It's been a bumpy, generally negative, ride for commodities in 2011. This has been particularly true for crude oil and gold, both getting whipsawed by investor sentiment and wild shifts in mood regarding the global economy. Black gold is traditionally a proxy for global growth whereas gold is a place investors turn in times of economic strife.
With both gold and crude well off their highs, the question facing investors is whether buyers are getting a value or catching a falling knife.
WTI Crude peaked at about $114 in late April, before dropping to just over $75 earlier this month. Along the way black gold recorded its worst quarter in 3 years. What happened? Not shockingly, evidence points first to slowing growth, not just in the U.S. but China and emerging nations as well. Remember at the beginning of the year the pace of the economic recovery was in question. By summertime, the debate deepened into whether or not a global recession was unfolding. The price of crude oil behaved accordingly.
The "big elephant in the room" is the European nightmare, according to Ed Meir, senior commodity analyst at MF Global. Meir is in the camp that a European recession will take the world down with it. He says crude prices have been reduced to moving "lockstep" with EU debt crisis developments.
Of course, economic chaos is supposed to play into the hands of gold bugs who regard the barbaric metal as a safe harbor in crazy times. It's a thesis that has held strong when you look at the price of gold year-to-date, which has risen 16%. Latecomers to the gold party haven't been as lucky, at least since August. As equity prices crumbled in August gold ripped to $1,900 before dropping to current levels above $1,600 an ounce.
Meir has good news and bad news for the gold bugs.
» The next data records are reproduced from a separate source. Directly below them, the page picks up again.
PR #798, opened 2025-05-06
Update nfutil.py

darrencpagan:
Small change to gen_trial_exp_data function which fixes a bug that caused the max_thh variable to be ignored when the detector is placed far away from the sample.

# Overview

[Summarize the changes that you made. Make sure to call out changes or decisions that were not included in the original discussion. This should include:

-   APIs you are changing (i.e. function signatures)
-   Who might need to know about the change
-   Which test cases you will need to add / change
]

# Affected Workflows

[Describe who is affected by this and how.]

# Documentation Changes

[Enumerate the places where documentation needs to change. If the documentation lives in this repo, it should be changed in this PR.]

### DIFF
--- a/hexrd/grainmap/nfutil.py
+++ b/hexrd/grainmap/nfutil.py
@@ -1262,7 +1262,13 @@ def gen_trial_exp_data(grain_out_file,det_file,mat_file, mat_name, max_tth, comp
     # crystallography data
     beam_energy = valunits.valWUnit("beam_energy", "energy", instr.beam_energy, "keV")
     beam_wavelength = constants.keVToAngstrom(beam_energy.getVal('keV'))
-    dmin = valunits.valWUnit("dmin", "length",
+    if max_tth is not None:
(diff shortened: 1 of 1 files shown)


hexrd/grainmap/nfutil.py
```diff
@@ -1262,7 +1262,13 @@ def gen_trial_exp_data(grain_out_file,det_file,mat_file, mat_name, max_tth, comp
     # crystallography data
     beam_energy = valunits.valWUnit("beam_energy", "energy", instr.beam_energy, "keV")
     beam_wavelength = constants.keVToAngstrom(beam_energy.getVal('keV'))
-    dmin = valunits.valWUnit("dmin", "length",
+    if max_tth is not None:
+        print('ping')
```
psavery, line 1266: Maybe you should remove this debug statement? Or you can leave it if you prefer. It's up to you.

psavery (approved):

The bad news is he doesn't see solid support until the $1,500 area. He says the widely rumored forced selling in hedge funds facing redemptions, most notably those run by John Paulson, along with money coming out of the Gold ETF (GLD), Meir says gold is going to have a hard time making headway until the flood of supply dries up.
Now the good news; in the long run Meir still sees gold as cheap. And he believes almost any developments in Europe are bullish for the yellow metal. "A European resolution could drive gold higher," he says, citing the likely currency debasement which accompany a bailout.
"As long as we have this avalanche coming our way out of Europe and here in the States, the general theory is paper currencies are not going to hold up well in terms of purchasing power and people will be moving into things they understand, like gold," Meir says.
Add it up and you've got two basic choices: If you think global growth is going to kick into high gear, then buy some crude in size. If you're in the camp that there's no way out of the global economic nightmare which doesn't involve money printing and some degree of chaos, start loading up on gold if and when it hits $1,550, and go in whole hog at $1,500.